Across the country, citizens have growing concerns about the possibility of technology being used by law enforcement to invade their privacy. When pressed for more information about how law enforcement could be using potentially invasive technology, city officials have denied the requests of Martinez and other residents. 

“Law enforcement has to follow certain procedures, and those procedures are designed to allow the government to intrude upon otherwise private spaces, but only for compelling reasons,” said Hanni Fakhoury, a senior staff attorney for the Electronic Frontier Foundation. “That’s what the probable cause standard is supposed to do. It’s supposed to put a judge in between law enforcement and the public and make sure there’s a really good reason for law enforcement to be in your phone.”

Ten states currently require police officers to have a warrant to use cell phone-tracking technology, Fakhoury said. Other states have lower standards and only require law enforcement to have court orders, he said. Search warrants require officers to prove probable cause for a search, whereas court orders do not. 

“Law enforcement should be asking citizens for their permission to use invasive technology first instead of asking for their forgiveness later,” said Matthew Topic, government transparency attorney at Loevy & Loevy and Martinez’s attorney. “The CPD is asking residents for trust they haven’t earned.” 

After Martinez filed his first lawsuit against the CPD in June 2014, it provided him with the information he was seeking about whether the CPD purchased StingRays, Topic said. 
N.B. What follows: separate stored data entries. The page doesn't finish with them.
PR #7446, opened 2026-03-13
flux-update: add `--wait` option and use it as necessary in testsuite

grondo:
This PR adds a new `--wait` option to `flux update` as proposed in #7442 and uses it in the testsuite where necessary where the job eventlog is checked immediately after the update.

### DIFF
--- a/doc/man1/flux-update.rst
+++ b/doc/man1/flux-update.rst
@@ -68,6 +68,10 @@ OPTIONS
 
   Print updated keys on success.
 
+.. option:: --wait
+
+  Wait until associated updates are posted to the target job's eventlog.
+
 SPECIAL KEYS
 ============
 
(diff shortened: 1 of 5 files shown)


garlick:
PR title and description refer to `--watch` but looks like the option is `--wait`?

grondo:
Yeah, think-o sorry! Will fix.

StingRays are devices that act like cell phone towers. When StingRays are used, all of the cellular data from the nearest cellular tower is transferred to them and police officers can monitor calls being made in the area. The records showed the CPD has purchased StingRays from Harris Corporation. 

However, Martinez’s second lawsuit is seeking more information from CPD about how it uses StingRays, which the city would not provide him with when he filed a FOIA request for it in September 2014, Topic said. Martinez’s first lawsuit is settled except0 for some final paperwork.

Before Martinez filed his lawsuit, CPD said it could not provide him information regarding its use of cell phones for national security reasons, said Adam Schwartz, senior staff counsel for the American Civil Liberties Union of Illinois. The technology local law enforcement officers are using is the same equipment implemented in counterterrorist operations, he said. Schwartz also said the Federal Bureau of Investigation does not want the information leaked to terrorists, which in turn may aid them in developing countermeasures of attack. 

Topic said allegations regarding national security risks are overblown. He and Martinez do not want to know what specific cases CPD is using StingRays for. They want to know whether CPD is using cell phone trackers to catch gang members or stop protestors from speaking out against city officials, he said. It is a First Amendment issue if CPD is using StingRays to stop political protests, Topic said. CPD monitoring activists will make them fearful of speaking out against city officials, he said.

“If citizens don’t know that the CPD is using StingRays, a conversation cannot be had about how they should be used and what the standard is for using them,” he said. 

Law enforcement officers can track cell phone information in different ways. Law enforcement officers can go straight to cell phone companies and obtain records with or without a warrant, or officers can use cell phone tower stimulators to gather information directly from cell phones as they are being used, Topic said. 

“What all these new technologies have in common is they allow the government to track where every single person is all the time, whether they are at a bar or church,” Schwartz said. “Once you know where people are, you know who they are.”